WHOLEGRAIN SOFT WHEAT FLOUR
OUR WHOLEGRAIN SOFT WHEAT FLOUR IS PRODUCED FROM SPROUTS DEHYDRATED AT A TEMPERATURE THAT GUARANTEES THE PRESERVATION OF ALL PROTEINS, MINERALS AND VITAMINS. THIS FLOUR’S QUALITY IS UNSURPASSABLE!
USE: For baking bread in home ovens /also in combination with other types of flour/, foor pancakes, patties, pastry and porridge.
WHOLEGRAIN BUCKWHEAT FLOUR
OUR WHOLEGRAIN BUCKWHEAT FLOUR IS PRODUCED FROM ORGANIC SPROUTS DEHYDRATED AT A TEMPERATURE THAT GUARANTEES THE PRESERVATION OF ALL PROTEINS, MINERALS AND VITAMINS. BUCKWHEAT DOES NOT CONTAIN GLUTEN. THE WHOLEGRAIN BUCKWHEAT FLOWER IS SUITABLE FOR PEOPLE ALLERGIC TO GLUTEN, ATHLETES AND ACTIVELY WORKING PEOPLE. THIS FLOUR’S QUALITY IS UNSURPASSABLE!
USE: For baking bread in home ovens /also in combination with other types of flour/, for pancakes, patties, pastry and porridge.
WHOLEGRAIN SPELT FLOWER
OUR WHOLEGRAIN SPELT FLOWER IS PRODUCED FROM ORGANIC SPROUTS DEHYDRATED AT A TEMPERATURE THAT GUARANTEES THE PRESERVATION OF ALL PROTEINS, MINERALS AND VITAMINS. SPELT CONTAINS NO MORE THAN 2 – 3% GLUTEN. THIS FLOUR’S QUALITY IS UNSURPASSABLE!

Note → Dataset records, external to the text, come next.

PR #2737, opened 2025-05-06
feat(comet): Implement ABCI query endpoint

calbera:
Only `store/` proofs are relevant in beacon-kit. Implementation mostly taken from https://github.com/cosmos/cosmos-sdk/blob/960d44842b9e313cbe762068a67a894ac82060ab/baseapp/abci.go#L168. Adding e2e tests for comet APIs. 

Thanks to @benluelo and @aeryz for getting this started in https://github.com/berachain/beacon-kit/pull/2730.


consensus/cometbft/service/abci_utils.go
```diff
@@ -0,0 +1,91 @@
...
+	queryable, ok := s.sm.GetCommitMultiStore().(storetypes.Queryable)
+	if !ok {
+		return queryResult(
+			errorsmod.Wrap(sdkerrors.ErrUnknownRequest, "multi-store does not support queries"),
+		)
+	}
+
+	req.Path = "/" + strings.Join(path[1:], "/") // req.Path == "/beacon"
+
+	if req.Height <= 1 && req.Prove {
```
abi87, line 44: I understand this is copied from cosmos-sdk, but I wonder if this should be `s.initialHeight`?

PR #2740, opened 2025-05-07
node-api: partial pending withdrawals

nidhi-singh02:
https://ethereum.github.io/beacon-APIs/?urls.primaryName=v3.1.0#/Beacon/getPendingPartialWithdrawals along with E2E tests


node-api/backend/withdrawal.go
```diff
@@ -0,0 +1,54 @@
...
+)
+
+func (b *Backend) PendingPartialWithdrawalsAtSlot(slot math.Slot) ([]*types.PendingPartialWithdrawalData, error) {
+	// Get the state at the given slot.
+	st, _, err := b.StateAtSlot(slot)
+	if err != nil {
+		return nil, errors.Wrapf(err, "failed to get state from slot %d", slot)
+	}
+
+	cTypePartialWithdrawals, err := st.GetPendingPartialWithdrawals()
```
abi87, line 38: @nidhi-singh02: note that this can be nil pre-Electra. However I think this is safe as we only loop over it, which is safe to do with nil slices

node-api/handlers/beacon/types/response.go
```diff
@@ -141,3 +142,28 @@ type Sidecar struct {
 type SidecarsResponse struct {
 	Data []*Sidecar `json:"data"`
 }
+
+// PendingPartialWithdrawalsResponse has a version field to indicate the fork version.
+// https://ethereum.github.io/beacon-APIs/#/Beacon/getPendingPartialWithdrawals
+type PendingPartialWithdrawalsResponse struct {
+	Version string `json:"version"`
```
abi87, line 149: isn't it kind of weird that we only have version over this specific response? Why others do no need Version?

node-api/handlers/beacon/withdrawal.go
```diff
@@ -0,0 +1,57 @@
...
+		return nil, err
+	}
+
+	partialWithdrawals, err := h.backend.PendingPartialWithdrawalsAtSlot(slot)
+	if err != nil {
+		return nil, err
+	}
+
+	// Get the genesis fork version.
+	genesisForkVersion, err := h.backend.GenesisForkVersion()
```
abi87, line 48: why we return the genesis fork version and not the latest version here?

node-api/handlers/beacon/types/response.go
nidhi-singh02: I see version in few other APIs as well like https://ethereum.github.io/beacon-APIs/#/Beacon/getPendingDeposits, seems it got introduced in newer APIs. One reason could be because the API will error out if state is fetched before electra.

node-api/backend/withdrawal.go
nidhi-singh02: As we discussed, I see a comment on GetPendingPartialWithdrawals saying it will error if called before electra. The beacon API spec expected behaviour is to error out if the state is retrieved before pectra. 

If it errors out, then we will return early before the loop, so we should be good. 
We need to test this case out.

abi87: Fixed

node-api/handlers/beacon/types/response.go
```diff
@@ -141,3 +142,28 @@ type Sidecar struct {
...
+	GenericResponse
+}
+
+type PendingPartialWithdrawalData struct {
+	ValidatorIndex  uint64 `json:"validator_index,string"`
+	Amount          uint64 `json:"amount,string"`
+	WithdrawalEpoch string `json:"withdrawal_epoch"`
```
calbera, line 156: Why only the first 2 have "string" json tag and the last one is type string? It seems in https://ethereum.github.io/beacon-APIs/#/Beacon/getPendingPartialWithdrawals that all three fields are decimal numbers returned as string. Just feel all 3 fields should be consistent

node-api/handlers/beacon/withdrawal.go
```diff
@@ -0,0 +1,70 @@
...
+	if err != nil {
+		return nil, err
+	}
+
+	slot, err := utils.SlotFromStateID(req.StateID, h.backend)
+	if err != nil {
+		return nil, err
+	}
+
+	st, _, err := h.backend.StateAtSlot(slot)
```
calbera, line 46: this needs to reassign the `slot` variable (in case the requested slot is 0) to the second return value from `StateAtSlot`

calbera (changes requested):
small change but then mostly LGTM

node-api/handlers/beacon/withdrawal.go
nidhi-singh02: addressed, using `st, resolvedSlot, err := h.backend.StateAtSlot(slot)` where resolved slot is being passed to get the partial withdrawals.

node-api/handlers/beacon/types/response.go
nidhi-singh02: fair point, addressed, keeping everything as uint64 and json tag as "string"

calbera (dismissed):
the logic LGTM. let's get in a e2e test for this endpoint (should work as devnet starts out with electra). Ideally we submit a withdrawal tx from one of the validator credentials;  there may be other blockers getting this to work in e2e -- if this is the case just test that the endpoint returns empty successfully.

nidhi-singh02:
> the logic LGTM. let's get in a e2e test for this endpoint (should work as devnet starts out with electra). Ideally we submit a withdrawal tx from one of the validator credentials; there may be other blockers getting this to work in e2e -- if this is the case just test that the endpoint returns empty successfully.

e2e tests are here https://github.com/berachain/beacon-kit/pull/2760 , we submit a transaction check the pending partial withdrawals before it is empty and after the transaction can see one pending request.

node-api/handlers/beacon/withdrawal.go
```diff
@@ -0,0 +1,70 @@
...
+
+	// Get the fork version.
+	forkVersion, err := st.GetFork()
+	if err != nil {
+		return nil, err
+	}
+
+	if version.IsBefore(forkVersion.CurrentVersion, version.Electra()) {
+		return nil, fmt.Errorf("%w: Electra fork not active yet", types.ErrInvalidRequest)
+	}
```
fridrik01, line 59: nit: I noticed we are calling `StateAtSlot` twice in the happy path here. Not a big deal but consider moving this fork check to happen inside `PendingPartialWithdrawalsAtSlot` and then we can remove the extra `StateAtSlot` call here

nidhi-singh02: Right. I have kept fetching the fork as in, felt PendingPartialWithdrawals should return only the pending partial withdrawals as it is part of `data` in the response and fork version is not part of it.
Instead now we are passing state into `PendingPartialWithdrawalsAtState` and the call to `StateAtSlot` is removed from inside this func.

nidhi-singh02:
E2E tests has been merged into this PR.

calbera (approved):

PR #2746, opened 2025-05-07
chore(block-building): minor cleanup

abi87:


beacon/blockchain/payload.go
```diff
@@ -263,17 +250,9 @@ func (s *Service) optimisticPayloadBuild(
 	}
 
 	// We then trigger a request for the next payload.
-	payload := blk.GetBody().GetExecutionPayload()
```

USE: For baking bread in home ovens /also in combination with other types of flour/, for pancakes, patties, pastry and porridge.
WHOLEGRAIN CHICKPEA FLOUR
OUR WHOLEGRAIN CHICKPEA FLOUR IS PRODUCED FROM SPROUTS DEHYDRATED AT A TEMPERATURE THAT GUARANTEES THE PRESERVATION OF ALL PROTEINS, AMINO ACIDS, MINERALS AND VITAMINS. THE WHOLEGRAIN CHICKPEA FLOWER IS SUITABLE FOR PEOPLE ALLERGIC TO GLUTEN, ATHLETES AND ACTIVELY WORKING PEOPLE. THIS FLOUR’S QUALITY IS UNSURPASSABLE!
USE: For baking bread in home ovens, for pancakes, patties, pastry and porridge, mainly in combination with flour from other crops.
WHOLEGRAIN RYE FLOUR
OUR WHOLEGRAIN RYE FLOUR IS PRODUCED FROM SPROUTS DEHYDRATED AT A TEMPERATURE THAT GUARANTEES THE PRESERVATION OF ALL PROTEINS, AMINO ACIDS, MINERALS AND VITAMINS. THIS IS A FLOUR OF OUTSTANDING QUALITY!
USE: For baking bread in home ovens /also in combination with other types of flour/, for pancakes, patties, pastry and porridge.